PR #1994, opened 2026-08-31
fix(runtime): preserve managed runtimes on failed updates

ewen-poch:
## Problem

Managed Claude extracted a replacement directly over the stable runtime path and only ran its
`--version` check afterward in `AgentRuntimeManager`. Managed OpenCode likewise extracted and smoke
tested at the stable path, deleting that path when the candidate failed. A failed update could
therefore remove or overwrite the last working runtime.

The regression tests reproduced both destructive outcomes before the fix:

- an incomplete Claude archive removed the existing binary (`ENOENT`);
- a Claude candidate that could not report a version replaced `WORKING-CLAUDE` with
  `BROKEN-CLAUDE`;
- an OpenCode smoke failure removed the existing binary (`ENOENT`).

## Proposed change

- Download and extract Claude and OpenCode candidates into UUID-scoped sibling staging directories.
- Apply executable permissions and run `--version`/smoke checks before publication.
- Rename the existing runtime to a UUID-scoped backup, publish the staged directory, and restore the
  backup automatically if publication fails.
- Stop retrying registries after a local publication failure, while preserving registry fallback and
  OpenCode's AVX2 baseline fallback before publication.
- Mark installer-created runtime trees with an exact product-specific ownership marker. Uninstall
  removes UUID-scoped staging/backup siblings only when both the name and marker prove ownership.
- Before each install, reconcile ownership-marked staging siblings left by an interrupted attempt,
  independently of persisted runtime settings; retain backups because one may be the only manual
  recovery copy after a failed restore.
- Convert staging-directory setup failures into the installers' existing structured failure result
  and system log instead of rejecting the install call.
- Move Claude candidate version validation into the installer transaction by injecting the manager's
  existing version probe, while retaining the manager's established final-path validation.

## Scope and non-goals

- No database/schema, persisted settings record, data-model, enum, IPC, or renderer changes.
- Stable managed runtime paths and stored path compatibility are unchanged; no data migration is
  needed.
- No generic installer framework is introduced.
- UUID-scoped staging/backup directories and `.open-science-managed-runtime` ownership markers are
  operational app-owned files, not business data. Successful installs clean temporary directories;
  retries clean ownership-marked interrupted staging directories; an unrecoverable restore retains
  the marked backup path in the error for manual recovery, and managed uninstall owns cleanup of
  marked orphans.
- A pre-existing managed runtime receives the marker immediately before its first atomic backup; no
  historical runtime or settings conversion is required.

All listed checks ran after the last material edit:

- Claude extraction/version/setup failure preserves the prior runtime and returns structured errors
  -> `npm test -- src/main/settings/managed-claude.test.ts` -> 33 passed.
- OpenCode smoke/publication/setup failure preserves or restores the prior runtime ->
  `npm test -- src/main/settings/managed-opencode.test.ts` -> 40 passed, 2 skipped.
- Manager validates Claude before persistence and keeps prior settings on failure ->
  `npm test -- src/main/settings/agent-runtime-manager.test.ts` -> 30 passed.
- Existing service contract for final-path version validation -> targeted test passed.
- Main-process interfaces compile -> `npm run typecheck:node` -> passed.
- Source and tests satisfy lint/format rules -> `npm run lint` -> passed.

`npm run test:affected:explain -- --base main --head HEAD` selected full mode because
`agent-runtime-manager.ts` has no module owner. Per the requested local validation scope, the complete
Vitest suite was not run locally; PR Gate is authoritative for that fallback and platform lanes.

## Review focus

- Backup restoration and error preservation when the staged rename fails.
- OpenCode standard-to-baseline fallback remaining entirely inside staging.
- Marker-backed orphan cleanup preserving unowned UUID-shaped directories.
- Pre-install reconciliation removing only ownership-marked interrupted staging directories.
- Staging setup failures staying inside the structured installer result boundary.

### DIFF
--- a/src/main/settings/agent-runtime-manager.test.ts
+++ b/src/main/settings/agent-runtime-manager.test.ts
@@ -1,6 +1,9 @@
+import { createHash } from 'node:crypto'
 import { chmod, mkdir, mkdtemp, readFile, readdir, rm, writeFile } from 'node:fs/promises'
 import { tmpdir } from 'node:os'
 import { dirname, join, posix } from 'node:path'
+import { Readable } from 'node:stream'
+import { gzipSync } from 'node:zlib'
 
 import { afterEach, beforeEach, describe, expect, it, vi } from 'vitest'
 
@@ -40,7 +43,7 @@ const { AgentRuntimeManager } = await import('./agent-runtime-manager')
 const { SettingsRepository } = await import('./repository')
 const { getAppClaudeConfigDir } = await import('./provider-env')
 const { connectorSkillSourceDir } = await import('../connectors/provision')
-const { managedClaudeDir } = await import('./managed-claude')
+const { installManagedClaude, managedClaudeDir } = await import('./managed-claude')
 const { managedOpencodeDir } = await import('./managed-opencode')
 const { managedCodeBuddyDir, verifyCodeBuddyVersion } = await import('./managed-codebuddy')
====================
> What to work on
Please restate only the opening stretch of the records above: every line from the first through the one containing "removes UUID-scoped staging/backup", exactly as written.

> Answer to the problem
PR #1994, opened 2026-08-31
fix(runtime): preserve managed runtimes on failed updates

ewen-poch:
## Problem

Managed Claude extracted a replacement directly over the stable runtime path and only ran its
`--version` check afterward in `AgentRuntimeManager`. Managed OpenCode likewise extracted and smoke
tested at the stable path, deleting that path when the candidate failed. A failed update could
therefore remove or overwrite the last working runtime.

The regression tests reproduced both destructive outcomes before the fix:

- an incomplete Claude archive removed the existing binary (`ENOENT`);
- a Claude candidate that could not report a version replaced `WORKING-CLAUDE` with
  `BROKEN-CLAUDE`;
- an OpenCode smoke failure removed the existing binary (`ENOENT`).

## Proposed change

- Download and extract Claude and OpenCode candidates into UUID-scoped sibling staging directories.
- Apply executable permissions and run `--version`/smoke checks before publication.
- Rename the existing runtime to a UUID-scoped backup, publish the staged directory, and restore the
  backup automatically if publication fails.
- Stop retrying registries after a local publication failure, while preserving registry fallback and
  OpenCode's AVX2 baseline fallback before publication.
- Mark installer-created runtime trees with an exact product-specific ownership marker. Uninstall
  removes UUID-scoped staging/backup siblings only when both the name and marker prove ownership.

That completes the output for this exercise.